Summary

Tumors are engulfed in a complex microenvironment (TME) including tumor cells, fibroblasts, and a diversity of immune cells. Currently, a new generation of cancer therapies based on modulation of the immune system response is in active clinical development with first promising results. Therefore, understanding the composition of TME in each tumor case is critically important to make a prognosis on the tumor progression and its response to treatment. However, we lack reliable and validated quantitative approaches to characterize the TME in order to facilitate the choice of the best existing therapy.

One part of this challenge is to be able to quantify the cellular composition of a tumor sample (called deconvolution problem in this context), using its bulk omics profile (global quantitative profiling of certain types of molecules, such as mRNA or epigenetic markers). In recent years, there was a remarkable explosion in the number of methods approaching this problem in several different ways. Most of them use pre-defined molecular signatures of specific cell types and extrapolate this information to previously unseen contexts.

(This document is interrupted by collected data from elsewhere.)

PR #2503, opened 2024-01-09
store the hyperdiffusion coefficient pre-length scaling

simonbyrne:
## Purpose 
@szy21 @charleskawczynski This should avoid the need to require the length scale at configuration time.

cf https://github.com/CliMA/ClimaCore.jl/pull/1588#issuecomment-1883953591

## Content

----

### DIFF
--- a/config/longrun_configs/longrun_aquaplanet_rhoe_equil_55km_nz63_clearsky_0M_earth.yml
+++ b/config/longrun_configs/longrun_aquaplanet_rhoe_equil_55km_nz63_clearsky_0M_earth.yml
@@ -10,8 +10,8 @@ z_max: 55000.0
 rayleigh_sponge: true
 topography: "Earth"
 topo_smoothing: true
-kappa_4_vorticity: 4.0
-kappa_4_scalar: 4.0
+vorticity_hyperdiffusion_coefficient: 4.0
+scalar_hyperdiffusion_coefficient: 4.0
 moist: "equil"
 precip_model: "0M"
 surface_setup: "DefaultMoninObukhov"
--- a/src/prognostic_equations/hyperdiffusion.jl
+++ b/src/prognostic_equations/hyperdiffusion.jl
@@ -58,7 +58,15 @@ NVTX.@annotate function hyperdiffusion_tendency!(Yₜ, Y, p, t)
     (; hyperdiff, turbconv_model) = p.atmos
     isnothing(hyperdiff) && return nothing
 
-    (; κ₄_vorticity, κ₄_scalar, divergence_damping_factor) = hyperdiff
+    (; ν₄_vorticity_coeff, ν₄_scalar_coeff, divergence_damping_factor) =
+        hyperdiff
+
+    h_space = Spaces.horizontal_space(axes(Y.c))
+    h_length_scale = Spaces.node_horizontal_length_scale(h_space) # mean nodal distance
+
+    ν₄_scalar = ν₄_scalar_coeff * h_length_scale^3
+    ν₄_vorticity = ν₄_vorticity_coeff * h_length_scale^3
+
     n = n_mass_flux_subdomains(turbconv_model)
     diffuse_tke = use_prognostic_tke(turbconv_model)
     ᶜJ = Fields.local_geometry_field(Y.c).J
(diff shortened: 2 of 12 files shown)


src/solver/model_getters.jl
```diff
@@ -36,28 +36,26 @@ end
 
 function get_hyperdiffusion_model(parsed_args, spaces, ::Type{FT}) where {FT}
     hyperdiff_name = parsed_args["hyperdiff"]
-    h_space = Spaces.horizontal_space(spaces.center_space)
-    h_length_scale = Spaces.node_horizontal_length_scale(h_space) # mean nodal distance
-    κ₄_vorticity = FT(parsed_args["kappa_4_vorticity"]) * h_length_scale^3
-    κ₄_scalar = FT(parsed_args["kappa_4_scalar"]) * h_length_scale^3
+    ν₄_vorticity = FT(parsed_args["kappa_4_vorticity"])
+    ν₄_scalar = FT(parsed_args["kappa_4_scalar"])
```
simonbyrne, line 40: may want to rename these arguments?

szy21:
This will break the `CAM_SE`, as it is setting the actual hyperdiffusivity `κ₄` instead of the coefficient `ν₄`.

In general, this change means we will do the calculation every time we call hyperdiffusion tendency, which is not necessary. But I guess it is cheap enough?

src/solver/model_getters.jl
```diff
@@ -36,28 +36,26 @@ end
...
     elseif hyperdiff_name in ("CAM_SE",)
         # To match hyperviscosity coefficients in:
         #    https://agupubs.onlinelibrary.wiley.com/doi/epdf/10.1029/2017MS001257
         #    for equation A18 and A19
-        Ne = parsed_args["h_elem"]
-        κ₄_vorticity = FT(0.15 * (30 / Ne * 1.1 * 10^5)^3) # ν_vort
-        κ₄_scalar = FT(0.75 * (30 / Ne * 1.1 * 10^5)^3) # ν_q
+        # Need to scale by (1.1e5 / (sqrt(4 * pi / 6) * 6.371e6 / (3*30)) )^3  ≈ 1.238
+        ν₄_vorticity = FT(0.150 * 1.238) # ν_vort
+        ν₄_scalar = FT(0.751  * 1.238) # ν_q
```
simonbyrne, line 54: @szy21 this should be equivalent

simonbyrne:
> In general, this change means we will do the calculation every time we call hyperdiffusion tendency, which is not necessary. But I guess it is cheap enough?

Yes, it should be pretty cheap. I wouldn't worry about it.

szy21:
Sounds good. What’s the advantage of this over the current implementation though?

simonbyrne:
It simplifies some of the logic, and you don't need https://github.com/CliMA/ClimaCore.jl/pull/1588

szy21:
We don't need the climacore PR now either. That PR is just trying to make it more convenient to get the length scale I guess. With this change we don't need space information for `get_atmos`. I guess that's the advantage?

src/solver/model_getters.jl
szy21: how about `kappa_4_vorticity_coeff` and `kappa_4_scalar_coeff`, and `κ₄_vorticity_coeff` and `κ₄_scalar_coeff` instead of `ν₄`? I'm also ok with renaming all `κ₄` to `ν₄` (it may be even better).

szy21 (approved):

config/longrun_configs/longrun_aquaplanet_rhoe_equil_55km_nz63_clearsky_0M_earth.yml
```diff
@@ -10,8 +10,8 @@ z_max: 55000.0
 rayleigh_sponge: true
 topography: "Earth"
 topo_smoothing: true
-kappa_4_vorticity: 4.0
-kappa_4_scalar: 4.0
+vector_hyperdiffusion_coefficient: 4.0
+scalar_hyperdiffusion_coefficient: 4.0
```
simonbyrne, line 14: @szy21 how about these as names? they seem a bit more descriptive

szy21: This looks better I think. But maybe `vorticity_hyperdiffusion_coefficient` instead of `vector_hyperdiffusion_coefficient` because the grad div term in momentum hyperdiffusion is also a vector but uses vorticity_hyperdiffusion_coefficient * divergence damping factor.

In the code I think it would be more clear to name them something like `ν₄_vorticity_coeff' and `ν₄_vorticity`, instead of `ν₄` being the coefficient and `κ₄` being the actual value.

simonbyrne:
@szy21 how about this?

szy21:
Looks great, thank you!

src/solver/model_getters.jl
```diff
@@ -36,32 +36,31 @@ end
 
 function get_hyperdiffusion_model(parsed_args, spaces, ::Type{FT}) where {FT}
```
szy21, line 37: Ah, I forgot to comment on this. We can remove `spaces` now?

szy21: And we can remove `spaces` in get_atmos too.

src/prognostic_equations/hyperdiffusion.jl
```diff
@@ -134,39 +142,41 @@ NVTX.@annotate function hyperdiffusion_tendency!(Yₜ, Y, p, t)
...
     end
 end
 
 NVTX.@annotate function tracer_hyperdiffusion_tendency!(Yₜ, Y, p, t)
     (; hyperdiff, turbconv_model) = p.atmos
     isnothing(hyperdiff) && return nothing
 
-    (; κ₄_scalar) = hyperdiff
+    (; ν₄_scalar_coeff) = hyperdiff
+    h_length_scale = Spaces.node_horizontal_length_scale(h_space) # mean nodal distance
```
szy21, line 178:
```suggestion
    h_space = Spaces.horizontal_space(axes(Y.c))
    h_length_scale = Spaces.node_horizontal_length_scale(h_space) # mean nodal distance
```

This can bias the TME quantification in those situations where the context under study is significantly different from the reference.

In theory, under certain assumptions, it is possible to separate complex signal mixtures, using classical and advanced methods of source separation and dimension reduction, without pre-existing source definitions. If such an approach (unsupervised deconvolution) is feasible to apply for bulk omic profiles of tumor samples, then this would make it possible to avoid the above mentioned contextual biases and provide insights into the context-specific signatures of cell types.

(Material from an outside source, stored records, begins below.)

PR #2506, opened 2024-01-11
Turn off save to disk for GPU aquaplanet DYAMOND simulation

sriharshakandala:
## Purpose 
Turn off save to disk for GPU aquaplanet DYAMOND simulation

----


Sbozzolo:
What's the purpose of this change?

sriharshakandala:
> What's the purpose of this change?

The GPU pipeline is primarily for looking at the performance benchmarks. We would want to turnoff file writes for measurements! We can test IO in the general CI pipeline and/or longrun cpu/gpu pipeline!

sriharshakandala:
We can have a separate GPU pipeline focussed on IO, if we would like to tune IO performance!

Sbozzolo:
Implemented in #2616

In this work, I developed a new method called DeconICA (Deconvolution of bulk omics datasets through Immune Component Analysis), based on the blind source separation methodology. DeconICA has an aim to decipher and quantify the biological signals shaping omics profiles of tumor samples or normal tissues. A particular focus of my study was on the immune system-related signals and discovering new signatures of immune cell types.

In order to make my work more accessible, I implemented the DeconICA method as an R package named “DeconICA”. By applying this software to the standard benchmark datasets, I demonstrated that DeconICA is able to quantify immune cells with accuracy comparable to published state-of-the-art methods but without a priori defining a cell type-specific signature genes. The implementation can work with existing deconvolution methods based on matrix factorization techniques such as Independent Component Analysis (ICA) or Non-Negative Matrix Factorization (NMF).

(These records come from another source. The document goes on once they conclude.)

PR #2511, opened 2024-01-11
Add graceful exit feature as a callback

charleskawczynski:
Supersedes #2481.


simonbyrne:
Can you add a comment or two on how this works? i.e. what should the file be named, how it should work? MPI limitations?

src/callbacks/callbacks.jl
```diff
@@ -301,3 +301,25 @@ function gc_func(integrator)
...
+    if isfile(file)
+        open(file, "r") do io
+            while !eof(io)
+                try
+                    code = parse(Int, read(io, Char))
+                    return code != 0
+                catch
+                    open(io -> print(io, 0), file, "w")
+                    return false
+                end
```
simonbyrne, line 317: what does this do?

charleskawczynski: If the file is somehow corrupted, this "resets" the file to a "continue running" state.

simonbyrne: why not just make it "if the file exists?". Then you can just do
```
touch outdir/exit
```

simonbyrne: (you would also want to remove the file if it exists at the start, i.e. if re-running the simulation)

Sbozzolo: I think that reading a number from a file will open up more control options in the future. E.g., we can assign different actions to different numbers.

simonbyrne: Sure, I don't have strong opinions on this. I was only pointing out its very easy to create an empty file.

src/callbacks/callbacks.jl
```diff
@@ -301,3 +301,35 @@ function gc_func(integrator)
...
+
+"""
+    maybe_graceful_exit(integrator)
+
+This callback is called after every timestep
+to allow users to gracefully exit a running
+simulation. To do so, users can navigate to
+and open `$output_dir/graceful_exit.dat`, change
+the file contents from 0 to 1, and the running
+simulation will gracefully exit with the integrator.
```
simonbyrne, line 313:
```suggestion
This callback is called after every timestep
to allow users to gracefully exit a running
simulation. To do so, users can navigate to
and open `$output_dir/graceful_exit.dat`, change
the file contents from 0 to 1, and the running
simulation will gracefully exit with the integrator.

!!! note
    This may not be reliable for MPI jobs.
```

src/callbacks/callbacks.jl
charleskawczynski: Ok, I'll leave it as it is.

PR #2512, opened 2024-01-11
Fix job-id for consistency with existing longruns

akshaysridhar:
Fix job id to match plot identifier.
Current main results in 
```Warning: No plot found for Val{:longrun_aquaplanet_rhoe_equil_gray_55km_nz63_0M}()```


szy21 (commented):
Actually could you change the job name to `longrun_aquaplanet_rhoe_equil_55km_nz63_gray_0M` instead? I want to make the name consistent.

szy21 (approved):
Thank you!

Finally, I applied DeconICA to a big corpus of data containing more than 100 transcriptomic datasets composed of, in total, over 28000 samples of 40 tumor types generated by different technologies and processed independently. This analysis demonstrated that ICA-based immune signals are reproducible between datasets and three major immune cell types: T-cells, B-cells and Myeloid cells can be reliably identified and quantified.

Additionally, I used the ICA-derived metagenes as context-specific signatures in order to study the characteristics of immune cells in different tumor types. The analysis revealed a large diversity and plasticity of immune cells dependent and independent on tumor type. Some conclusions of the study can be helpful in identification of new drug targets or biomarkers for immunotherapy of cancer.